Anyway... that's the political science education in me coming out after having had to read shittons of Supreme Court cases and other long-winded legal opinions and legislation. The language is somewhat vague in the bill and it's difficult to understand all aspects of a 72+ page monstrosity, but the above passage is fairly clear on the scheme of things.

Also, did you not read the clause before that one? A patient can choose to: a) grow their own medicine only, b) grow their own medicine while also having a private caregiver or getting it from a dispensary or c) sign up a single dispensary as their PRIMARY, making that dispensary act as their caregiver in the same sense that a private one would (allowing them to purchase meds elsewhere but getting their 6 plants). Seems pretty clear to me, and it makes sense (one of the few parts of the bill that I have absolutely no problem with).

palerider7777
04-29-2010, 12:47 AM
so is there a sense that this crap is really going to pass?

will the legislator really fuck the patients like this?

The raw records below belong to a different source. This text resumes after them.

PR #832, opened 2022-07-21
feat: filter images and display in a list

Jagrutiti:
This PR is the second part of #618 

### What
- Collects all the image based on parameters passed. 

The detailed description of the PR is in the [comment here](https://github.com/openfoodfacts/robotoff/issues/618#issuecomment-1191170611). Pasting it here for easy reference:

> In image list (ImageCollection)
> I would like to have a filter, which is on by default, that just list images without ImagePrediction linked. that is:
> 
> without parameters, it would only return images without prediction images linked
> with parameter with_predicted=1 it would return all images
> The only other filter you can put there is the barcode

### Part of 
- #618


robotoff/app/api.py
```diff
@@ -1055,6 +1061,40 @@ def on_get(self, req: falcon.Request, resp: falcon.Response, username: str):
         resp.media = {"count": {"annotations": annotation_count}}
 
 
+def get_image_list_on_get(req: falcon.Request, resp: falcon.Response):
+    response: JSONType = {}
+    count: int = req.get_param_as_int("count", min_value=1, default=25)
+    page: int = req.get_param_as_int("page", min_value=1, default=1)
+    with_predicted: Optional[int] = req.get_param_as_int("with_predicted", default=1)
```
alexgarel, line 1068: default should be 0.

```suggestion
    with_predicted: Optional[int] = req.get_param_as_int("with_predicted", default=0)
```

robotoff/app/core.py
```diff
@@ -132,6 +132,34 @@ def get_insights(
...
+    query = ImageModel.select()
+
+    if where_clauses:
+        query = query.where(*where_clauses)
+
+    if with_predicted == 1:
+        # return all images
+        return query.iterator()
+
+    return query.iterator()
```
alexgarel, line 160: you forgot to take into account the count parameter.

robotoff/app/core.py
```diff
@@ -132,6 +132,34 @@ def get_insights(
...
+        where_clauses.append(ImageModel.barcode == barcode)
+
+    query = ImageModel.select()
+
+    if where_clauses:
+        query = query.where(*where_clauses)
+
+    if with_predicted == 1:
+        # return all images
+        return query.iterator()
```
alexgarel, line 158: with_predicted will be used to build the query so, no return here.

To build the query you should read https://docs.peewee-orm.com/en/latest/peewee/relationships.html

Hint: it's about outer join and using is_null() in where clause.
Do not hesitate to pdb in a test where you have created some Image and ImagePrediction, to try out the queries.

alexgarel (commented):
You are in the right direction :-)

robotoff/app/api.py
```diff
@@ -1055,6 +1061,69 @@ def on_get(self, req: falcon.Request, resp: falcon.Response, username: str):
...
+    response["count"] = get_images_(count=True)
+
+    if not images:
+        response["images"] = []
+        response["status"] = "no_images"
+    else:
+        response["images"] = images
+        response["status"] = "found"
+
+    resp.media = response
```
alexgarel, line 1092: you can delete this now, right :wink:

robotoff/app/core.py
```diff
@@ -132,6 +138,39 @@ def get_insights(
...
+    if barcode:
+        where_clauses.append(ImageModel.barcode == barcode)
+
+    query = ImageModel.select()
+
+    if with_predicted:
+        # return all images
+        query = query.join(ImagePrediction).where(ImagePrediction.image.is_null(True))
+    else:
+        query = query.join(ImagePrediction)
```
alexgarel, line 163: You don't need this in this case. Be it if we want to count ImagePrediction for each Image (which could be an idea in the future).

robotoff/app/core.py
```diff
@@ -132,6 +138,39 @@ def get_insights(
...
+    where_clauses = [ImageModel.server_domain == server_domain]
+
+    if barcode:
+        where_clauses.append(ImageModel.barcode == barcode)
+
+    query = ImageModel.select()
+
+    if with_predicted:
+        # return all images
+        query = query.join(ImagePrediction).where(ImagePrediction.image.is_null(True))
```
alexgarel, line 161: Kudos :muscle:

tests/integration/test_api.py
```diff
@@ -470,3 +477,45 @@ def test_annotate_insight_anonymous_then_authenticated(client, mocker):
         server_domain=settings.OFF_SERVER_DOMAIN,
         auth=OFFAuthentication(username="a", password="b"),
     )
+
+
+def test_get_images(client):
```
alexgarel, line 482: I forgot to do it in last PR but we should separate test of the API and test of the function.

Test on the function should be in test_core.py.

On the API you should try one empty test, but also a test with some data.

tests/integration/test_api.py
```diff
@@ -470,3 +477,45 @@ def test_annotate_insight_anonymous_then_authenticated(client, mocker):
...
+    result = client.simulate_get("/api/v1/images?page=1&count=25")
+    assert result.status_code == 200
+
+    image_model_factory1 = ImageModelFactory(barcode="123")
+    image_model_factory2 = ImageModelFactory(barcode="456")
+
+    image_prediction_factory1 = ImagePredictionFactory(image=image_model_factory1.id)
+    image_prediction_factory2 = ImagePredictionFactory(image=image_model_factory2.id)
```
alexgarel, line 490: For your information, thanks to factory we can also write it:

```suggestion
    image_prediction1 = ImagePredictionFactory(image__barcode="123")
    image_model1 = image_prediction1.image
    image_prediction2 = ImagePredictionFactory(image__barcode="456")
    image_model2 = image_prediction2.image
```

NB: you should not call the variables image_xxx_factory: the factory is the function that return an object (like a real life industrial factory). 
So you should prefer image_prediction1 and image_model1

tests/integration/test_api.py
```diff
@@ -470,3 +477,45 @@ def test_annotate_insight_anonymous_then_authenticated(client, mocker):
...
+    image_prediction_factory3 = ImagePredictionFactory()
```
alexgarel, line 491: For your test, you'd better want to have an image without ImagePrediction attached to it, to test your with_predicted=False

So here you'd better only create an image.
More over I will intentionally reuse barcode "123" to have two images returned on this barcode with with_predicted=True 

```suggestion
    image_model3 = ImageModelFactory(barcode="123")
```

robotoff/app/core.py
```diff
@@ -132,6 +138,39 @@ def get_insights(
     return query.iterator()
 
 
+def get_images(
+    with_predicted: Optional[bool] = False,
```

well that 1 part passed 6-0 so they all seem to be getting a good bank roll going.

palerider7777
04-29-2010, 12:52 AM
*sigh*
Sorry to be insulting, but you really should learn how to read legal language before freaking out about it. That passage is intended for patients who wish to designate a DISPENSARY (as opposed to a private caregiver) the PRIMARY (meaning that dispensary is their legal caregiver and thus gets their plant rights) dispensary where they will purchase meds. Nowhere in the bill does it say that a person may go to no other dispensaries than the one that is designated their primary caregiver. That would make no sense and would've been torn apart (or at least mentioned) by CTI or any number of panicked advocacy organizations sending out e-mails with incorrect information.

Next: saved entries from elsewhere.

PR #834, opened 2022-07-29
feat: get image prediction list

Jagrutiti:
### What
This PR follows @alexgarel's [comment in #618](https://github.com/openfoodfacts/robotoff/issues/618#issuecomment-1198300543). Adding them below for easy reference:

>Let's move to ImagePredictionCollection !
>
>This is the same pattern as with ImageCollection.
>
>we have the barcode filter (but you will have to follow the "image" relation to get barcode)
>we also have the "type" filter
>This time instead of with_prediction, we have a with_logo (defaults to False), if False it discards all ImagePrediction for which  we have a logo annotation.
>Should be really the same id as for ImageCollection.

### Part of 
- #618


robotoff/app/core.py
```diff
@@ -165,6 +173,38 @@ def get_predictions(
...
+def get_image_predictions(
+    with_logo: Optional[bool] = False,
+    barcode: Optional[str] = None,
+    type: Optional[str] = None,
+    offset: Optional[int] = None,
+    count: bool = False,
+    limit: Optional[int] = 25,
+) -> Iterable[LogoAnnotation]:
+
+    query = LogoAnnotation.select().join(ImagePrediction).join(ImageModel)
```
alexgarel, line 185: You should not start from LogoAnnotation ? Because you want to return ImagePrediction, not LogoAnnotation !

robotoff/app/core.py
```diff
@@ -165,6 +173,38 @@ def get_predictions(
...
+
+    if barcode:
+        where_clauses.append(ImageModel.barcode == barcode)
+
+    if type:
+        where_clauses.append(LogoAnnotation.annotation_type == type)
+
+    if not with_logo:
+        # return only images without logo
+        query = query.where(ImagePrediction.image.is_null())
```
alexgarel, line 197: you have to use LefOuter join as for images but joining on LogoAnnotation this time.

tests/integration/test_api.py
```diff
@@ -569,3 +571,130 @@ def test_prediction_collection_no_filter(client):
...
+        "/api/v1/images/prediction/collection",
+        params={
+            "type": "label",
+            "with_logo": False,
+        },
+    )
+
+    assert result.status_code == 200
+    data = result.json
+    assert data["count"] == 0
```
alexgarel, line 700: If you use an ImagePredictionFactory, you will have a result.

The other tests above look ok to me.

robotoff/app/core.py
```diff
@@ -206,6 +207,42 @@ def get_predictions(
...
+    query = ImagePrediction.select()
+
+    where_clauses = []
+
+    if barcode:
+        query = query.join(ImageModel)
+        where_clauses.append(ImagePrediction.image.barcode == barcode)
+
+    if type:
+        where_clauses.append(LogoAnnotation.annotation_type == type)
```
alexgarel, line 229: we want to filter on ImagePrediction type, not  LogoAnnotation type.

robotoff/app/api.py
```diff
@@ -1141,6 +1142,38 @@ def on_get(self, req: falcon.Request, resp: falcon.Response):
...
 
 
+class ImagePredictionCollection:
+    def on_get(self, req: falcon.Request, resp: falcon.Response):
+        response: JSONType = {}
+        count: int = req.get_param_as_int("count", min_value=1, default=25)
+        page: int = req.get_param_as_int("page", min_value=1, default=1)
+        with_logo: Optional[bool] = req.get_param_as_bool("with_logo", default=False)
+        barcode: Optional[str] = req.get_param("barcode")
+        type: Optional[str] = req.get_param("type")
```
alexgarel, line 1152: We want to be compatible with parameters from InsightCollection, so we want a list of type.

```suggestion
        keep_types: Optional[List[str]] = req.get_param_as_list(
            "types", required=False
        )
```

This means changing get_image_predictions code

tests/integration/test_core_integration.py
```diff
@@ -19,6 +20,50 @@ def _set_up_and_tear_down(peewee_db):
     clean_db()
 
 
+def test_get_image_predictions():
+    logo_annotation1 = LogoAnnotationFactory(image_prediction__image__barcode="123")
+    logo_annotation2 = LogoAnnotationFactory(image_prediction__image__barcode="456")
+    logo_annotation = LogoAnnotationFactory(type="label")
```
alexgarel, line 26: As above if we want to be able to test all filters, we do want to use ImagePredictionFactory to have ImagePrediction instances without LogoAnnotation attached to them.

There again type that we care about is ImagePrediciton type, not LogoAnnotation type.

alexgarel (changes requested):
@Jagrutiti I made some comments hopping it will help you.

Issue #676, opened 2022-03-28
Have a route to list insight opportunities for a given type of tags


teolemon:
### What

The problem is that we have thousands of categories, so we should send thousands of requests to robotoff for just knowing which category has at least one question to answer.

A better option is to have a route returning something like that
```
{
	"remaining_category_to_validate": {
		  "en:waters": 10,
		  "fr:lasagnes": 3,
		  ...
	  }
}
```

Parameter would be type of insights (eg. type=category, or type=labels)

We should also be able to paginate, and sort on quantity.

If possible add an agribalyse=True filter (it use categories.json to get agribalyse and filter on them, eventually on python side).

### Why

Useful for games on bonus / malus for eco-score (avoid making 5 or 6 requests).

Useful to get data for eco-score (agribalyse)

### Part of
- #374

alexgarel:
This issue is solved.

PR #859, opened 2022-08-15
Filter insights opportunities based on type of tags

Jagrutiti:
### What
- This PR filters insight based on the number of questions unanswered filtered by tags.

### Fixes bug(s)
- #676

### DIFF
--- a/robotoff/app/api.py
+++ b/robotoff/app/api.py
@@ -61,6 +61,8 @@ from robotoff.utils.i18n import TranslationStore
 from robotoff.utils.text import get_tag
 from robotoff.utils.types import JSONType
 from robotoff.workers.client import send_ipc_event
+from collections import Counter
+
 
 logger = get_logger()
 
@@ -1140,6 +1142,38 @@ class PredictionCollection:
 
         resp.media = response
 
+class UnansweredQuestionCollection:
+    def on_get(self, req: falcon.Request, resp: falcon.Response):
+        response: JSONType = {}
+        page: int = req.get_param_as_int("page", min_value=1, default=1)
+        count: int = req.get_param_as_int("count", min_value=1, default=25)
+        question_type: str = req.get_param("question_type")
+        
+        insights = list(
+            get_insights(
+                keep_types=[question_type],
+                annotation=0,
+                limit=count,
+            )
+        )
+
+
+        if not insights:
+            response["questions"] = []
+            response["status"] = "no_questions"
+        else:
+            response = Counter(insights[0].values())
+
+        resp.media = response
+
+
+
+
+
+
+        
+
+    
 
 cors = CORS(
     allow_all_origins=True,
@@ -1194,3 +1228,4 @@ api.add_route("/api/v1/dump", DumpResource())
 api.add_route("/api/v1/users/statistics/{username}", UserStatisticsResource())
 api.add_route("/api/v1/predictions/", PredictionCollection())
 api.add_route("/api/v1/images", ImageCollection())
+api.add_route("/api/v1/questions/unanswered/", UnansweredQuestionCollection())
--- a/tests/integration/models_utils.py
+++ b/tests/integration/models_utils.py
@@ -49,6 +49,7 @@ class ProductInsightFactory(UuidSequencer, PeeweeModelFactory):
     server_domain: str = factory.LazyFunction(lambda: settings.OFF_SERVER_DOMAIN)
     server_type = "off"
     unique_scans_n = 10
+    annotation = 0
 
 
 class PredictionFactory(PeeweeModelFactory):
--- a/tests/integration/test_api.py
+++ b/tests/integration/test_api.py
@@ -569,3 +569,40 @@ def test_prediction_collection_no_filter(client):
     assert prediction_data[1]["id"] == prediction2.id
     assert prediction_data[1]["type"] == "brand"
     assert prediction_data[1]["value_tag"] == "en:beers"
+
+
+def test_get_unanswered_questions_api(client):
+    result = client.simulate_get("/api/v1/questions/unanswered/")
+
+    assert result.status_code == 200
+    assert result.json == {"questions": [], "status": "no_questions"}
+
+    product1 = ProductInsightFactory(type="category", annotation=0)
+    result = client.simulate_get("/api/v1/questions/unanswered/", 
+        params={
+            "count": 5,
+            "page": 1,
+            "question_type": "category",
+        },
+    )
+    assert result.status_code == 200
+    data = result.json
+    assert len(data) == 2
+    assert len(data["questions"])==1
+    assert data["status"] == "found"
+    product_data = sorted(data["questions"], key=lambda d: d["id"])
+
+    product1 = ProductInsightFactory(type="label", annotation=0)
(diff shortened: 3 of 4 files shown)


tests/integration/test_api.py
```diff
@@ -569,3 +569,40 @@ def test_prediction_collection_no_filter(client):
...
+
+    assert result.status_code == 200
+    assert result.json == {"questions": [], "status": "no_questions"}
+
+    product1 = ProductInsightFactory(type="category", annotation=0)
+    result = client.simulate_get("/api/v1/questions/unanswered/", 
+        params={
+            "count": 5,
+            "page": 1,
+            "question_type": "category",
```
Jagrutiti, line 586: Hey @alexgarel 

I am not able to pass the parameters to the functions. `question_type` is always `None` when passed to `get_insights`

robotoff/app/api.py
```diff
@@ -1141,6 +1142,31 @@ def on_get(self, req: falcon.Request, resp: falcon.Response):
         resp.media = response
 
 
+class UnansweredQuestionCollection:
+    def on_get(self, req: falcon.Request, resp: falcon.Response):
+        response: JSONType = {}
+        page: int = req.get_param_as_int("page", min_value=1, default=1)
+        count: int = req.get_param_as_int("count", min_value=1, default=25)
+        question_type: str = req.get_param("question_type")
```
alexgarel, line 1150: we can name the parameter type to be consistent (although avoiding the name for the variable).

And yes, I am against the bill. But the above is not a concern to me in the least because if you understand the context in which it was written (as well as within the context of the current system wherein a patient can designate a PRIMARY caregiver but still get meds from other legal caregivers), it's clear that's not what it's saying.

Anyway... that's the political science education in me coming out after having had to read shittons of Supreme Court cases and other long-winded legal opinions and legislation. The language is somewhat vague in the bill and it's difficult to understand all aspects of a 72+ page monstrosity, but the above passage is fairly clear on the scheme of things.

it may be clear to you but im sure you are aware how leo works? if the language is vague in the least they will exploit the hell out of it.notice every new bill only touches on this or that but leaves alot open to interpretation.which is only good on their end most of the time.

MMJinColorado
04-29-2010, 12:56 AM
The language is so clear as to be almost explicit, which is rare with legislation. The clause existing before the one in question makes this whole freak out moot. Any lawyer with half a brain would shred a dumbass cop trying to argue otherwise. I share your healthy skepticism about the motives of our elected officials as well as the LEO, but in this particular instance, I believe it to be unfounded.